The width W and depth of the target cavity are on the same order dimensionally. This provides a high probability that the neutral target atoms sputtered from the walls 5-5' will be either ionized by the highly intense plasma or redeposited on the opposite wall and then resputtered back towards the wall from which they originated. For example, it has been computed that 54.8% of the sputtered atoms are ionized, as compared with 2% of the atoms in prior art magnetron sputter sources. (The ionization percentage is sometimes referred to as the "plasma intensity".) The magnetic null region 1 at the upper edge 6 of the region 3 traps and retains ions and electrons inside the cavity except for those particles which enter the null region 1 with an axial velocity and very little radial velocity. Thus, ions and electrons which have primarily an axial velocity are able to leave the cavity along the axis at the upper edge of the region 3. Other particles are "reflected" back into and contained within the cavity.
Several advantages derive from using the magnetic "mirror" to extract the plasma. Once the electrons leave the discharge region, the null mirror isolates the electrons in the plasma and prevents the beam from coupling with the electrons inside the cavity. Therefore, the exiting plasma beam can be manipulated or biased without affecting the discharge characteristics in the cathode. By isolating the extracted plasma from the discharge, the confining null-field magnetron cathode is far more flexible than most other plasma sources. Another advantage is that the transverse velocity of the plasma beam is very small. This allows the plasma beam to be steered, focused or expanded using small magnetic or electric fields.
One problem that can occur, however, is that the erosion of the HCM target is non-uniform. In particular, the center of the closed end and comers of the target may show a net deposition. It has been determined that this is due to the shape of the magnetic field lines in these areas.
The above-referenced application Ser. No. 09/073,358 teaches that the erosion profile of an HCM target can be controlled using pole plates, tapered sidewall magnetic fields, a rotating magnet array placed adjacent the closed end of the HCM target, or a combination thereof. The rotating magnet array, in particular, can enhance the erosion of the closed end of the target and opens the possibility of achieving full-face erosion of the entire HCM target. However, problems may be created by the interaction of the main magnetic field with the magnetic field produced by the rotating magnet array.
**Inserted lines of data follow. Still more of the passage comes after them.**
Issue #1217, opened 2023-03-07
Confusing documentation on `strides`


johnmave126:
According to [`RawStorage::strides`](https://docs.rs/nalgebra/latest/nalgebra/base/storage/trait.RawStorage.html#tymethod.strides)
> The spacing between consecutive row elements and consecutive column elements.
>
> For example this returns `(1, 5)` for a row-major matrix with 5 columns.

But according to the implementation of `RawStorage::linear_index`: https://github.com/dimforge/nalgebra/blob/52e6db99c6e3615512801d5f43d9f9c8399627d8/src/base/storage.rs#L70-L75

`(1, 5)` is a column-major matrix with 5 rows, as elements in the same column are consecutive in memory.

My personal suggested wording would be "The spacing between consecutive elements across rows and across columns.", but let's discuss. Or we could adapt the wording from [NumPy](https://numpy.org/doc/stable/reference/generated/numpy.ndarray.strides.html).

sebcrozet:
I like the wording you suggest. And, yes, the documentation is misleading here since `nalgebra` does not have row-major matrices anyway.

RaulWCosta:
Hey! If this is still available, I'd love to make a PR :)

PR #1473, opened 2025-01-14
docs: fix documentation on strides

wowinter13:
Resolves https://github.com/dimforge/nalgebra/issues/1217


wowinter13:
@Ralith Could you please check this one?

Ralith:
I see why you found the current text misleading, but I don't find the new text much clearer; I still had to stare at them both for a few minutes to understand what was going on.

How about something like "the offset in the underlying storage corresponding to a change in position by one row or column respectively"?

wowinter13:
@Ralith thanks, addressed!
Sorry for the delay – forgot about this PR

Ralith (approved):

PR #1479, opened 2025-01-26
bump rayon dependency

geo-ant:
I've just bumped the optional rayon dependency to the most recent version (as of today). There are failing tests that were failing before I changed anything. Everything else passes as it should.


jonaspleyer (changes requested):
If there is not conflict in specifying `version = "0.10"` I would prefer this, since it allows greater compatibility with other crates. It could also be an option to choose `version = **">=1.6, <1.11"`** for the same reason.

Ralith:
1.6 is semver-compatible with 1.10, so this doesn't seem to serve any purpose.

PR #944, opened 2025-07-31
Test Using system-aware Experiment Initialization and add MPISystem

### LINKED ISSUE #928: Switch dry runs and CI tests to use ``experiment init`` with ``--system=elcap``
- [ ] Depends on #849

michaelmckinsey1:
## Description

- [x] Use system-aware experiment initialization in GitHub and GitLab CI
- [x] Add `MPISystem` to provide `mpi` for enforcement check in `system.py`.
- [x] Fix issue where a system could only provide one type of prog model. 
- [x] Fixes #928

- [x] Move `OpenMPSystem` from multiple `system.py` to system base class 

- [x] Update `lib/benchpark/system.py` to add `MPISystem`
- [x] Update `lib/benchpark/directives` to have provides accept multiple values.
- [x] Update `dryrun.sh` and `run-experiment.sh` CI files


lib/benchpark/system.py
```diff
@@ -43,6 +53,9 @@ def __init__(self, spec):
         self.timeout = "120"
         self.queue = None
 
+        # Assume every system is an MPI/OpenMP system
+        self._programming_models = [MPISystem(), OpenMPSystem()]
```
michaelmckinsey1: @pearce8 I know we assume MPI, but is there an example of a system which **is not** also an `OpenMPSystem`? Currently we only mark a couple of systems as `OpenMPSystem` and do not mark systems like llnl-elcapitan

lib/benchpark/cmd/experiment.py
```diff
@@ -57,7 +57,9 @@ def setup_parser(root_parser):
     init_parser.add_argument(
         "--basedir", help="Generate a system dir under this, and place all files there"
     )
-    init_parser.add_argument("--system", help="The system this will be run on")
+    init_parser.add_argument(
+        "--system", help="The system this will be run on", required=True
+    )
```
michaelmckinsey1: Maybe we don't do this yet, but this would be a simple way to enforce the use of system-aware experiment init

michaelmckinsey1: I removed the change, just wanted to show it

michaelmckinsey1:
Ready for review if passing CI

lib/benchpark/system.py
pearce8: We might need 2 types of OpenMP systems:

- [ ] OpenMPSystem - with OpenMP that works on the CPU.  We should not make all systems by default OpenMPSystems because it depends on whether there is an OpenMP compiler.
- [ ] OpenMPOffloadSystem - if systems with GPUs have a compiler which is able to offload work to the GPU using an OpenMP directive.  Again, only add this if it indeed works - currently, we would only ever do that with Fortran, so we do not have any use cases for this.

pearce8 (changes requested):
@michaelmckinsey1 If we are going to make all systems OpenMPSystem, we need to add a short OpenMP test on each system, something like Stream.

lib/benchpark/system.py
michaelmckinsey1: Maybe name `OpenMPCPUOnlySystem` to be clear we are not doing OpenMP offload (if we are going that route)

michaelmckinsey1:
> @michaelmckinsey1 If we are going to make all systems OpenMPSystem, we need to add a short OpenMP test on each system, something like Stream.

todo: I need to figure out best way to add openmp tests **across systems** for gitlab (LC systems)

Edit: [8695b48](https://github.com/LLNL/benchpark/pull/944/commits/8695b48166d74557c3f9c0e0d88eeae96076444a) Although unsure of the value of testing openmp on these systems aside from Dane

lib/benchpark/system.py
michaelmckinsey1: [befd1f3](https://github.com/LLNL/benchpark/pull/944/commits/befd1f34372d5987e0dabdbe8844e70d62104cf3)

pearce8 (approved):

PR #945, opened 2025-08-04
[WIP] Use Enums to Enforce Syntax

amroakmal:
## Description

Currently checks such as `self.spec.satisfies("affinity=none"):` will not error if there is a spelling/syntax mistake within the argument, e.g. `self.spec.satisfies("affinity=non"):` (missing "e"). This will of course not be a syntax error, and the expected usage from the command line will not satisfy this condition. The changes in this PR uses Enums to avoid these programming mistakes, which are potentially difficult to debug.

- [x] Refactor `lib/benchpark/experiment.py`

### DIFF
--- a/lib/benchpark/experiment.py
+++ b/lib/benchpark/experiment.py
@@ -85,14 +85,38 @@ class SingleNode:
             return "single_node" if self.spec.satisfies("+single_node") else ""
 
 
+class AffinityVariantValues(str, Enum):
+    AFFINITY = "affinity"
+    NAME = "name"
+    MODE = "mode"
+    PKG_SPEC = "pkg_spec"
+    COMPILER = "compiler"
+
+    NONE = "none"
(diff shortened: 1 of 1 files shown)


michaelmckinsey1 (changes requested):
From @scheibelp :
1. Import respective enums from class (cuda enum should come from cuda.py)
2. make variable names more succinct where possible

lib/benchpark/experiment.py
```diff
@@ -85,31 +85,59 @@ def get_helper_name_prefix(self):
             return "single_node" if self.spec.satisfies("+single_node") else ""
 
 
+class AffinityVariantValues(str, Enum):
```
michaelmckinsey1, line 88: I think this could be `AffinityEnum` and we could make a base enum class for the `tuple_values` methods etc. that are shared across enums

This is predominantly due to the fact that the rotating magnet array tends to support a separate plasma discharge on the target surface adjacent to it which in turn competes with the main HCM plasma discharge.
In a configuration where the magnetic field produced by the rotating magnet array is aligned with, or "aids", the main magnetic field, erosion is increased at the outer diameter of the closed end but reduced near the center of the closed end. Where the magnetic field produced by the rotating magnet array is aligned against, or "bucks", the main magnetic field, erosion is reduced at the outer diameter of the closed end but increased near the center of the closed end.
Ideally, the erosion profile should be uniform to permit maximum utilization of the target and to minimize the number of times that the spent target must be replaced. It is also important to achieve a uniform erosion of the entire target to prevent flaking of back-scattered deposits of the target material. Such flakes can contaminate the substrate that is being processed.
Thus there is a need for even more effective techniques of controlling the target erosion profile in an HCM sputter source.